UOA is no newfangled technique. Engine manufacturers and lubrication engineers know what an oil will look like after a relevant amount of shearing, heating, oxidation, etc. These are all knobs which can be turned (look at older versions of M1 0w-40 which competed shearing with oxidation to maintain a 40wt A3 oil) as part of the lube design. The engine builders know what they need to know - Viscosity, rotational speed and load. From Noria:
This stuff is easily calculated for designs and across the lifecycle of the engine and lubricant. There is sufficient variability in lube options that the "right one" can be specified or a specification can be written to make it work.
Example: is 10w-60 REALLY necessary for an M engine? Maybe really a 50wt is necessary, but given the characteristics of service interval and available lubricants, the 10w-60 was selected to provide the maximum "time at rated condition" (which is what engineering stuff is really about) to provide "design life at rated condition". That is the end game and goal. To do that, as cheaply as possible, with just enough overdesign to ensure optimal MTBF/MTBO and customer satisfaction without costing too much in NRE, parts, labor, etc.
But again, go back and check your knowledge of the Stribeck Curve. At startup and until that pressure wedge occurs in a journal bearing, you are purely talking boundary lubrication. Once you get bast the boundary phase and the flowing lube can inherently create its own wedge and lift off, youre pretty set with hydrodynamic lubrication.

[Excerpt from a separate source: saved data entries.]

Issue #1491, opened 2021-07-05
Ancestry table not expanded


Inbefortus:
Kiwix Version: 3.4.4
ZIM: 2021-03 English Wikipedia

The table carrying ancestry is not unfolded.

Kiwix:

![Screenshot_20210705-092217_Kiwix](https://user-images.githubusercontent.com/71934042/124435889-bc009900-dd75-11eb-895d-a4a5d448ec40.jpg)

![Screenshot_20210705-092901_Kiwix](https://user-images.githubusercontent.com/71934042/124435893-bd31c600-dd75-11eb-924f-9622a8c92812.jpg)

Original English Wikipedia:

![Screenshot_20210705-092250_Samsung Internet](https://user-images.githubusercontent.com/71934042/124435944-cc187880-dd75-11eb-9002-97600efc3d3d.jpg)

![Screenshot_20210705-093032_Samsung Internet](https://user-images.githubusercontent.com/71934042/124435947-cd49a580-dd75-11eb-8e82-4df75530eee2.jpg)

kelson42:
Which article is that?

Inbefortus:
> Which article is that?

https://en.m.wikipedia.org/wiki/Louis_Antoine,_Duke_of_Enghien
and
https://en.m.wikipedia.org/w/index.php?title=Henry_III_of_England&oldid=1011571233&mobileaction=toggle_view_mobile

Inbefortus:
@kelson42 I think this should rather be transferred to Kiwix Android as the ancestor table is observable in Kiwix JS PWA and not in  Android and mwoffliner did everything just right.

Kiwix JS PWA:

![Screenshot_20210727-092747_Samsung Internet](https://user-images.githubusercontent.com/71934042/127126379-b7d0e4ec-6c19-43b4-94d2-e51f3afe01d6.jpg)
![Screenshot_20210727-092847_Samsung Internet](https://user-images.githubusercontent.com/71934042/127126385-f76ad95d-d9f8-4245-b21f-8d3364626583.jpg)

kelson42:
@Inbefortus Thx for this new info. But I will run the investigation first here and then triage the ticket accordingly. In general, the reader don't and shouldn't manipulate in any manner the content... and the way how things are displayed. Therefore, for the moment, I believe the ticket is at the right place.

kelson42:
I guess it's fixed now. I will check.

kelson42:
[...]

PR #2483, opened 2025-08-18
Add JavaScript option

### LINKED ISSUE #2310: Wikipedia articles scraped with ActionParse API contain scripts that attempt to load external content

Markus-Rost:
Fix #2310

- Add `--javaScript` option with values "none", "trusted" or "all" (default being "trusted").
- Add `--addModules` option for additional ResourceLoader modules

### DIFF
--- a/res/templates/javaScript.html
+++ b/res/templates/javaScript.html
@@ -1,0 +1,8 @@
+<script id="mwoffliner-jsConfigVars">
+      document.documentElement.classList.replace('client-nojs', 'client-js');
+      RLCONF = __ARTICLE_CONFIGVARS__;
+      RLSTATE = __ARTICLE_CSS_STATE__;
+      RLPAGEMODULES = __ARTICLE_JS_MODULES__;
+      
+      (RLQ=window.RLQ||[]).push(function(){mw.loader.impl(function(){return["user.options@12s5i",function($,jQuery,require,module){mw.user.tokens.set({"patrolToken":"+\\","watchToken":"+\\","csrfToken":"+\\"});}];});});
+    </script>
--- a/src/util/misc.ts
+++ b/src/util/misc.ts
@@ -379,6 +379,25 @@ export function sanitizeString(str: string) {
   return str.replace(/[&<>"'*=//]/g, ' ')
 }
 
+const unsafeJsCharMap = {
+  '<': '\\u003C',
+  '>': '\\u003E',
+  '&': '\\u0026',
+  '\\': '\\\\',
+  '\b': '\\b',
+  '\f': '\\f',
+  '\n': '\\n',
+  '\r': '\\r',
+  '\t': '\\t',
+  '\0': '\\0',
+  '\u2028': '\\u2028',
+  '\u2029': '\\u2029',
+}
+/** Escaped JSON.stringify for usage in inline scripts */
+export function jsonStringify(data: any) {
+  return JSON.stringify(data).replace(/[<>&\\\b\f\n\r\t\0\u2028\u2029]/g, (char) => unsafeJsCharMap[char] || char)
+}
+
 // We will need the encoded URL on article load so that we can set the hrefs of anchor tag correctly,
 // but we must not encode the '/' character or else relative links may fail
 export function encodeArticleIdForZimHtmlUrl(articleId: string) {
--- a/Changelog
+++ b/Changelog
@@ -1,7 +1,9 @@
 Unreleased:
+* NEW: Add support for ResourceLoader based JavaScript (@Markus-Rost #2310)
 * CHANGED: Keep only ActionParse renderer (@benoit74 #2210)
 
 1.17.5:
+* FIX: Ignore articles returning permissiondenied error code (@kunalsiyag #2604)
 * NEW: Add validation for internationalization (i18n) files (@ShreyashSri #2563)
 * CHANGED: Update README to recommend Docker image installation (@kunalsiyag #2601)
 * CHANGED: Upgrade @openzim/libzim to v4.0.0 (@dhyaniritesh89 #2590)
--- a/offliner-definition.json
+++ b/offliner-definition.json
@@ -270,6 +270,23 @@
       "title": "Language Variant",
       "description": "Use a specific language variant, only for wikis supporting language conversion",
       "required": false
+    },
+    "javaScript": {
+      "type": "string-enum",
+      "title": "JavaScript",
+      "description": "Amount of JavaScript being allowed in pages (default: trusted)",
+      "required": false,
+      "choices": [
+        { "title": "NONE", "value": "none" },
+        { "title": "TRUSTED", "value": "trusted" },
+        { "title": "ALL", "value": "all" }
+      ]
+    },
+    "addModules": {
+      "type": "string",
+      "title": "Additional modules",
+      "description": "Add additional ResourceLoader modules for dynamic loading (comma separated list)",
+      "required": false
     }
   }
 }
--- a/res/templates/pageFallback.html
+++ b/res/templates/pageFallback.html
@@ -3,13 +3,15 @@
   <head>
     <meta charset="UTF-8" />
     <title></title>
+    __ARTICLE_JAVASCRIPT__
     <meta name="viewport" content="width=device-width, initial-scale=1.0" />
     <link rel="icon" type="image/png" href="__RELATIVE_FILE_PATH____RES_DIR__/favicon.png" />
     __ARTICLE_CANONICAL_LINK__ __ARTICLE_CSS_BEFORE_META__
+    __ARTICLE_JS_STARTUP__
     <meta name="ResourceLoaderDynamicStyles" content="" />
     __ARTICLE_CSS_AFTER_META__
     <link rel="stylesheet" type="text/css" href="__RELATIVE_FILE_PATH____MW_DIR__/site.styles.css" />
-    <link rel="stylesheet" type="text/css" href="__RELATIVE_FILE_PATH____MW_DIR__/noscript.css" />
+    __ARTICLE_CSS_NOSCRIPT__
     <link rel="stylesheet" type="text/css" href="__RELATIVE_FILE_PATH____RES_DIR__/footer.css" />
   </head>
 
@@ -24,6 +26,6 @@
         <div id="mw-content-text" class="mw-body-content"></div>
       </div>
     </div>
-    __ARTICLE_CONFIGVARS_LIST__ __ARTICLE_JS_LIST__
+    __ARTICLE_JS_LIST__
   </body>
 </html>
--- a/res/templates/pageVector2022.html
+++ b/res/templates/pageVector2022.html
@@ -3,13 +3,15 @@
   <head>
     <meta charset="UTF-8" />
     <title></title>
+    __ARTICLE_JAVASCRIPT__
     <meta name="viewport" content="width=device-width, initial-scale=1.0" />
     <link rel="icon" type="image/png" href="__RELATIVE_FILE_PATH____RES_DIR__/favicon.png" />
     __ARTICLE_CANONICAL_LINK__ __ARTICLE_CSS_BEFORE_META__
+    __ARTICLE_JS_STARTUP__
     <meta name="ResourceLoaderDynamicStyles" content="" />
     __ARTICLE_CSS_AFTER_META__
     <link rel="stylesheet" type="text/css" href="__RELATIVE_FILE_PATH____MW_DIR__/site.styles.css" />
-    <link rel="stylesheet" type="text/css" href="__RELATIVE_FILE_PATH____MW_DIR__/noscript.css" />
+    __ARTICLE_CSS_NOSCRIPT__
     <link rel="stylesheet" type="text/css" href="__RELATIVE_FILE_PATH____RES_DIR__/footer.css" />
     <link rel="stylesheet" type="text/css" href="__RELATIVE_FILE_PATH____RES_DIR__/vector-2022.css" />
   </head>
@@ -32,6 +34,6 @@
         </div>
       </div>
     </div>
-    __ARTICLE_CONFIGVARS_LIST__ __ARTICLE_JS_LIST__
+    __ARTICLE_JS_LIST__
   </body>
 </html>
--- a/res/templates/pageVectorLegacy.html
+++ b/res/templates/pageVectorLegacy.html
@@ -3,13 +3,15 @@
   <head>
     <meta charset="UTF-8" />
     <title></title>
+    __ARTICLE_JAVASCRIPT__
     <meta name="viewport" content="width=device-width, initial-scale=1.0" />
     <link rel="icon" type="image/png" href="__RELATIVE_FILE_PATH____RES_DIR__/favicon.png" />
     __ARTICLE_CANONICAL_LINK__ __ARTICLE_CSS_BEFORE_META__
+    __ARTICLE_JS_STARTUP__
     <meta name="ResourceLoaderDynamicStyles" content="" />
     __ARTICLE_CSS_AFTER_META__
     <link rel="stylesheet" type="text/css" href="__RELATIVE_FILE_PATH____MW_DIR__/site.styles.css" />
-    <link rel="stylesheet" type="text/css" href="__RELATIVE_FILE_PATH____MW_DIR__/noscript.css" />
+    __ARTICLE_CSS_NOSCRIPT__
     <link rel="stylesheet" type="text/css" href="__RELATIVE_FILE_PATH____RES_DIR__/footer.css" />
     <link rel="stylesheet" type="text/css" href="__RELATIVE_FILE_PATH____RES_DIR__/vector.css" />
   </head>
@@ -25,6 +27,6 @@
         <div id="mw-content-text" class="mw-body-content"></div>
       </div>
     </div>
-    __ARTICLE_CONFIGVARS_LIST__ __ARTICLE_JS_LIST__
+    __ARTICLE_JS_LIST__
   </body>
 </html>
--- a/src/Downloader.ts
+++ b/src/Downloader.ts
@@ -3,7 +3,6 @@ import { config } from './config.js'
 import { normalizeMwResponse, DB_ERROR, WEAK_ETAG_REGEX, stripHttpFromUrl, isBitmapImageMimeType, isWebpCandidateImageMimeType } from './util/index.js'
 import { Readable } from 'stream'
 import deepmerge from 'deepmerge'
-import * as domino from 'domino'
 import { default as imagemin } from 'imagemin'
 import imageminAdvPng from 'imagemin-advpng'
 import type { BackoffStrategy } from 'backoff'
@@ -56,6 +55,7 @@ interface DownloaderOpts {
   optimisationCacheUrl: string
   s3?: S3
   webp: boolean
+  trustedJs?: string[]
   backoffOptions?: BackoffOptions
   insecure?: boolean
 }
@@ -120,6 +120,7 @@ class Downloader {
   private _arrayBufferRequestOptions: AxiosRequestConfig
   private _jsonRequestOptions: AxiosRequestConfig
   private _streamRequestOptions: AxiosRequestConfig
+  public trustedJs: string[] = []
 
   private uaString: string
   private backoffOptions: BackoffOptions
@@ -157,13 +158,14 @@ class Downloader {
     return this._apiUrlDirector
   }
 
-  set init({ uaString, speed, reqTimeout, optimisationCacheUrl, s3, webp, backoffOptions, insecure }: DownloaderOpts) {
+  set init({ uaString, speed, reqTimeout, optimisationCacheUrl, s3, webp, trustedJs = config.output.mw.js_trusted.slice(), backoffOptions, insecure }: DownloaderOpts) {
     this.reset()
     this.uaString = uaString
     this._speed = speed
     this._requestTimeout = reqTimeout
     this.optimisationCacheUrl = optimisationCacheUrl
     this._webp = webp
+    this.trustedJs = trustedJs
     this.s3 = s3
     this._apiUrlDirector = new ApiURLDirector(MediaWiki.actionApiUrl.href)
     this.insecure = insecure
@@ -266,6 +268,7 @@ class Downloader {
     this._requestTimeout = undefined
     this.optimisationCacheUrl = undefined
     this._webp = false
+    this.trustedJs = []
     this.s3 = undefined
     this._apiUrlDirector = undefined
     this.insecure = false
@@ -842,27 +845,6 @@ class Downloader {
       stream.on('error', reject)
       stream.on('end', () => resolve(Buffer.concat(chunks)))
     })
-  }
-
-  public static extractJsConfigVars(headhtml: string) {
-    let jsConfigVars = ''
-
-    // Saving, as a js module, the jsconfigvars that are set in the header of a wikipedia page
-    // the script below extracts the config with a regex executed on the page header returned from the api
-    const scriptTags = domino.createDocument(`${headhtml}</body></html>`).getElementsByTagName('script')
-    const regex = /mw\.config\.set\(\{.*?\}\);/gm
-    for (let i = 0; i < scriptTags.length; i += 1) {
-      if (scriptTags[i].text.includes('mw.config.set')) {
-        jsConfigVars = regex.exec(scriptTags[i].text)[0] || ''
-        jsConfigVars = `(window.RLQ=window.RLQ||[]).push(function() {${jsConfigVars}});`
-      } else if (scriptTags[i].text.includes('RLCONF') || scriptTags[i].text.includes('RLSTATE') || scriptTags[i].text.includes('RLPAGEMODULES')) {
-        jsConfigVars = scriptTags[i].text
-      }
-    }
-
-    jsConfigVars = jsConfigVars.replace('nosuchaction', 'view') // to replace the wgAction config that is set to 'nosuchaction' from api but should be 'view'
-
-    return jsConfigVars
   }
 }
 
--- a/src/Gadgets.ts
+++ b/src/Gadgets.ts
@@ -37,7 +37,7 @@ class Gadgets {
       const module = gadget.metadata.module
       if (module.peers && module.peers.length) {
         // Only JS Gadgets can have peers
-        cssGadgets.concat(module.peers)
+        cssGadgets.push(...module.peers)
         return jsGadgets.push(gadget.id)
       }
       if (module.scripts && module.scripts.length) return jsGadgets.push(gadget.id)
--- a/src/Templates.ts
+++ b/src/Templates.ts
@@ -38,6 +38,10 @@ const htmlRedirectTemplateCode = () => {
   return readTemplate(config.output.templates.htmlRedirect)
 }
 
+const javaScriptTemplateCode = () => {
+  return readTemplate(config.output.templates.javaScript)
+}
+
 const articleListHomeTemplate = readTemplate(config.output.templates.articleListHomeTemplate)
 
 export {
@@ -49,6 +53,7 @@ export {
   htmlVector2022TemplateCode,
   htmlFallbackTemplateCode,
   htmlRedirectTemplateCode,
+  javaScriptTemplateCode,
   articleListHomeTemplate,
   categoriesTemplate,
   subCategoriesTemplate,
--- a/src/config.ts
+++ b/src/config.ts
@@ -69,12 +69,33 @@ const config = {
     mw: {
       css: [
         'site.styles', // always needed
-        'noscript', // recommended until we solve https://github.com/openzim/mwoffliner/issues/2310
+        'noscript', // in case client has JS disabled
       ],
       js: [
         // base JS scripts always needed / never returned on API calls
-        'startup',
+        'jquery',
+        'mediawiki.base',
       ],
+      js_trusted: [
+        // JS modules and their dependencies trusted to not request any external resources
+        'jquery',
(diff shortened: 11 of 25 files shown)


Markus-Rost:
This draft is currently made as a proof of concept with a disregard for any other renderer it might be breaking.

Markus-Rost:
I created some example ZIM files including no JavaScript, all JavaScript or only JavaScript trusted not to request external content. Please take a look at them and let me know how you feel about them.

- All JavaScript disabled
  - [wikipedia_en_10_JS_none_2025-08.zip](https://github.com/user-attachments/files/21842690/wikipedia_en_10_JS_none_2025-08.zip)
  - `mwoffliner --mwUrl=https://en.wikipedia.org/ --articleList=http://download.openzim.org/wp1/enwiki/tops/10.tsv --javaScript=none`
- Only trusted JavaScript enabled
  - [wikipedia_en_10_JS_trusted_2025-08.zip](https://github.com/user-attachments/files/21842670/wikipedia_en_10_JS_trusted_2025-08.zip)
  - `mwoffliner --mwUrl=https://en.wikipedia.org/ --articleList=http://download.openzim.org/wp1/enwiki/tops/10.tsv --javaScript=trusted`
- Trusted JavaScript enabled, as well as some additional user created scripts not requesting external content
  - [wikipedia_en_10_JS_trusted_addModules_2025-08.zip](https://github.com/user-attachments/files/21842669/wikipedia_en_10_JS_trusted_addModules_2025-08.zip)
  - `mwoffliner --mwUrl=https://en.wikipedia.org/ --articleList=http://download.openzim.org/wp1/enwiki/tops/10.tsv --javaScript=trusted --addModules=site,ext.gadget.ReferenceTooltips,oojs,oojs-ui,ext.gadget.switcher,ext.gadget.Calculator,@wikimedia/codex`
- All JavaScript enabled, including scripts requesting external content
  - [wikipedia_en_10_JS_all_2025-08.zip](https://github.com/user-attachments/files/21842671/wikipedia_en_10_JS_all_2025-08.zip)
  - `mwoffliner --mwUrl=https://en.wikipedia.org/ --articleList=http://download.openzim.org/wp1/enwiki/tops/10.tsv --javaScript=all`

benoit74:
I tried PoC ZIMs.

For some reasons, the `wikipedia_en_10_JS_trusted_addModules_2025-08.zim` is causing a significant problem to my kiwix-serve / kiwix-apple readers. Both simply fails to load the ZIM main article (or any other article in kiwix-serve). Surprisingly I rebuild a ZIM with same command and few other articles and it works fine. Don't know what is broken, but something is.

All javascripts version is obviously causing problems in the web console ... but nothing really visible in the articles.

The "trusted javascript" works very well. 

I'm not sufficiently export to assess the list of trusted modules, or the one of "addModules" version, but this is more a detail we can refine over the years anyway.

The only things I can say is that I confirm that the "trusted javascript with additional modules" is required/enough to solve #1491 and #1911 articles. Only "trusted javascript" is not enough. 

I've tested with JS disabled in Chrome and I confirm the ZIM degrades nicely (i.e. it looks like we get the same content than currently without this PR merged).

All points above makes me consider that we might want to change default scraper behavior (compared to current PR behavior), so that scraper creates "near-perfect" ZIM for "newbies", without needing additional flags. Especially important for people willing to ZIM wikipedia which is somehow our primary audience:
- we should probably have a `--nojavascript` option instead of a `--javascript` option, for those willing to not have any JS (even if ZIM with JS seems to degrade nicely in browsers with JS disabled, pretty sure some folk would prefer to not have any JS code in their ZIMs)
- we should maybe add more scripts to the trusted list

@Markus-Rost Thanks a lot anyway, very impressive change. Glad you made it work! I did not had any look at the code since you specified it is only a PoC. Let me know when it is worth it.

Markus-Rost:
> For some reasons, the `wikipedia_en_10_JS_trusted_addModules_2025-08.zim` is causing a significant problem to my kiwix-serve / kiwix-apple readers. Both simply fails to load the ZIM main article (or any other article in kiwix-serve). Surprisingly I rebuild a ZIM with same command and few other articles and it works fine. Don't know what is broken, but something is.

Oh, I'm getting that as well. Not sure what happened there. I tested it locally using 100.tsv which worked fine and created the 10.tsv version to fit the GitHub upload limit, but didn't actually test that one again.

> The only things I can say is that I confirm that the "trusted javascript with additional modules" is required/enough to solve #1491 and #1911 articles. Only "trusted javascript" is not enough.

Yes, those tables need the `site` module.

> All points above makes me consider that we might want to change default scraper behavior (compared to current PR behavior), so that scraper creates "near-perfect" ZIM for "newbies", without needing additional flags. Especially important for people willing to ZIM wikipedia which is somehow our primary audience:

Do you mean having all JS included by default? That doesn't seem like a good idea as some JS not expecting a request to fail can easily break stuff on the page.

> * we should probably have a `--nojavascript` option instead of a `--javascript` option, for those willing to not have any JS (even if ZIM with JS seems to degrade nicely in browsers with JS disabled, pretty sure some folk would prefer to not have any JS code in their ZIMs)

I've already added `--javaScript=none`, does no js really need it's own option?

> * we should maybe add more scripts to the trusted list

I've looked through basically all the modules I could find loaded on Wikipedia articles as well as a few other wikis and those are all the modules which won't try to load any non-scraped content. Sadly all three MathJax extensions either load external JS or from an extension path we can't easily rewrite or guess ahead of time. @benoit74 let me know about any specific scripts to add you have in mind and I'll take a look at them.

benoit74:
OK, then what I meant is having `--javascript=trusted` as default. If we have `--javascript=none`, this is OK.

And what I meant by having more modules was having everything needed for wikipedia (having the ancestry table in mind). But if this comes from the `site` modules, and since (correct me if I'm wrong) we could have anything in the `site` module, then we can't do that. Or maybe we could add the `site` modules automatically only for wikimedia projects... not sure it is such a good idea.

Markus-Rost:
> OK, then what I meant is having `--javascript=trusted` as default. If we have `--javascript=none`, this is OK.

`--javaScript=trusted` is already the default in this PR 

> And what I meant by having more modules was having everything needed for wikipedia (having the ancestry table in mind). But if this comes from the `site` modules, and since (correct me if I'm wrong) we could have anything in the `site` module, then we can't do that. Or maybe we could add the `site` modules automatically only for wikimedia projects... not sure it is such a good idea.

Yeah, the `site` module can contain anything and change at any time. We also can't just include it for all Wikimedia projects, as on some wikis it might load external content ([like on es.wikipedia.org](https://es.wikipedia.org/wiki/MediaWiki:Common.js#L-98--L-119)).

Markus-Rost:
> @Markus-Rost Thanks a lot anyway, very impressive change. Glad you made it work! I did not had any look at the code since you specified it is only a PoC. Let me know when it is worth it.

@benoit74 Oh please take a look at the code. I assume that I've broken all renderers besides ActionParse, though I'm also not familiar at all with those renderers and have no idea how badly broken they are. I'm certainly gonna need some help with getting those issues fixed.

Jaifroid:
Apologies for the delay. I've now tested these archives in Kiwix JS Browser Extension, with the same results as @benoit74 reported. 

* The JS_all shows errors in console relating to failures to fetch some scripts (but I'm not actually seeing blocked calls to external resources).
* JS_trusted shows a bunch of failures on the landing page, but not on other pages I tested.
* JS_none also shows failures on the landing page (clearly references to modules not included in the archive have not been removed), and also on article pages a failure to find `C/_mw_/startup.js`.
* JS_trusted_addModules fails to find the landing page, but article pages are fine.

I don't see any differences in formatting, suggesting to me that at least for the tested pages JS_none is as good as other formats, and would be faster to load on older devices due to fewer resources needing to be extracted. However, it would be necessary to remove references to scripts not in the archive to avoid the multiple console errors from attempts to load these. However, JS_trusted seems like a good compromise to me, so long as calls to untrusted resources are removed from the landing page.

Regarding the core issue of calling external scripts or resources #2310, it seems none of the test pages I noticed had that problem in any of these test archives, but possibly I didn't test deeply enough.

benoit74:
> Regarding the core issue of calling external scripts or resources https://github.com/openzim/mwoffliner/issues/2310, it seems none of the test pages I noticed had that problem in any of these test archives, but possibly I didn't test deeply enough.

Currently the scraper has indeed more or less solved #2310 by removing all JS, so that we de-facto do not load anymore external scripts. But this is not really a long term solution. This is why we kept #2310 open saying this was more an interim fix and the medium term solution is this PR, adding back "just enough" scripts.

Markus-Rost:
> * The JS_all shows errors in console relating to failures to fetch some scripts (but I'm not actually seeing blocked calls to external resources).

> Regarding the core issue of calling external scripts or resources #2310, it seems none of the test pages I noticed had that problem in any of these test archives, but possibly I didn't test deeply enough.

The calling of external scripts seen in #2310 is mostly just the attempted loading of JS modules. By rewriting startup.js to load those modules from `C/_mw_/MODULE.js`, they are now the failures to fetch some scripts you noticed in JS_all (though a lot of the called scripts are included in the ZIM). 

Of course JS_all can still have scripts attempting to load external resources, just that en.wikipedia is a bad example for that because they have very little JS doing that in the first place. Getting JS_all on es.wikipedia for example will load external scripts through the `site` module as mentioned in an earlier comment.

> * JS_trusted shows a bunch of failures on the landing page, but not on other pages I tested.
> * JS_none also shows failures on the landing page (clearly references to modules not included in the archive have not been removed), and also on article pages a failure to find `C/_mw_/startup.js`.
> * JS_trusted_addModules fails to find the landing page, but article pages are fine.

I have the suspicion that my filtering of JS modules stopped the already existing landing page JS from being included 😅 Ah, I'll fix JS_none including startup.

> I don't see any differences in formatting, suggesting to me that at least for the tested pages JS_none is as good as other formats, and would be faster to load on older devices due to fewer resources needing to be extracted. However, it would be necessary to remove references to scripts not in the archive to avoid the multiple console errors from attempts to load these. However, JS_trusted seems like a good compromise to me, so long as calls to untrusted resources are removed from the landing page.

Better manufacturing yields better surface finishes which minimize the need for as much film thickness due to less surface roughness, and then a proper boundary lubricant is necessary prior to liftoff to ensure that the surfaces are protected.
IMO better base stocks with better overall film strength, coupled with the purpose-specific additive on the surface providing the boundary lubrication, allows for a wider range of safe operation versus relying upon the component that inherently makes up the hydrodynamic wedge once lifted off.
I think that for the most part, statistically significant information has suitably indicated a non-issue using the specified lube for the specified interval in ones' engine. That doesnt mean to pack up shop and go home, but it does generally mean that using the recommendation is a fair approach that has been successful, and optimization, if any, is generally done more for sport/hobby than to see practical longevity improvements.